Craft Brewers Association of Nova Scotia

Twenty-five brewers from the Craft Beer Association of Nova Scotia gathered at Tatamagouche Brewing Company in February to create the second annual community beer. Inside this can you’ll find Horton Ridge Malts that gives it an amber colour, Crystal hops from Tatamagouche’s Malagash hop farm, and yeast cultivated from a pin cherry tree on Big Spruce Brewing’s farm that lends the beer a spicy character.

Nova Scotian ale 

Boxing Rock Brewing and Trider’s Brewing
Shelburne/Amherst, N.S.
|ABV unknown|

This beer features the same pin cherry tree yeast, and is modeled on a cream ale. Pale yellow, hoppier, and cold fermented to take some of the edge off the yeast funk. Drinking these two together is a great way to understand how yeast influences beer’s flavour. 

You Can Call Miel (saison) 

Lunn’s Mill Beer Co.
Lawrencetown, N.S.

An extra dry saison featuring local honey from Sophie’s Bees. The honey is added near the end of fermentation to dry out the beer, and adds light aroma without extra sweetness to compete with the saison funk. There are only a few kegs around for Craft Beer Week, so get it while you can. 

Field Hand Wild Ale 

2 Crows Brewing

As always head brewer Jeremy Taylor has a beer to make us think. This one features a wild yeast cultivated from a British Columbian brewery’s beer, which was previously cultivated from the brewer’s backyard. Expect a light crushable beer with funky wild flavours. This is a 1,000-litre run, at the tap room and in cans, and unlikely to outlast NSCBW. (Update: 2 Crows named this funky brew after press time. We updated it above.)

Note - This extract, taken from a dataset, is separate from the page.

PR #2616, opened 2025-09-16
fix(java/python): fix meta string encoding order

chaokunyang:


chaokunyang:
cc @urlyy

As spring turns reluctantly to summer, our favourite seasonal beers return to taps and shelves ready for grilling and chilling. Here are three we’re welcoming back with open arms. 

Common (California Common lager)

Propeller Brewing Co.

Last summer, head brewer Cameron Crerar told Halifax Magazine about his experiments brewing California steam beer-inspired brew. After exhaustive testing by customers in the Propeller taproom, Crerar settled on a recipe. This easy drinking beer will be at the NSLC in 355ml can six-packs in time for summer. Key to this style’s flavour is using lager yeast (fermented cold at 7 to 13°C) at ale temperature (fermented warm at 20 to 22°C) to create a fuller flavour.

Hopfenweisse (Hefeweizen)

Tidehouse Brewing Company

Co-owner and brewer Peter Lionais is rebrewing his hoppy weisse because it just wasn’t hoppy enough for him the first time around. This time you’ll find oodles of Mandarina Bavaria, a fruity German hop, and plenty of Ahtanum hops on the bittering side, known for being earthy, floral, and citrusy, plus that tell-tale weisse flavour. 

Pivateer Pilsner               

Hell Bay Brewing Co.
Liverpool, N.S.

This is one of my favourite summer beers. Light and crisp, with a moderate hop profile that lends it a hint of lemon. It’s easily crushable and a great way to encorage non-craft beer drinkers to jump onboard. Watch for it’s return around NSCBW and enjoy it all summer.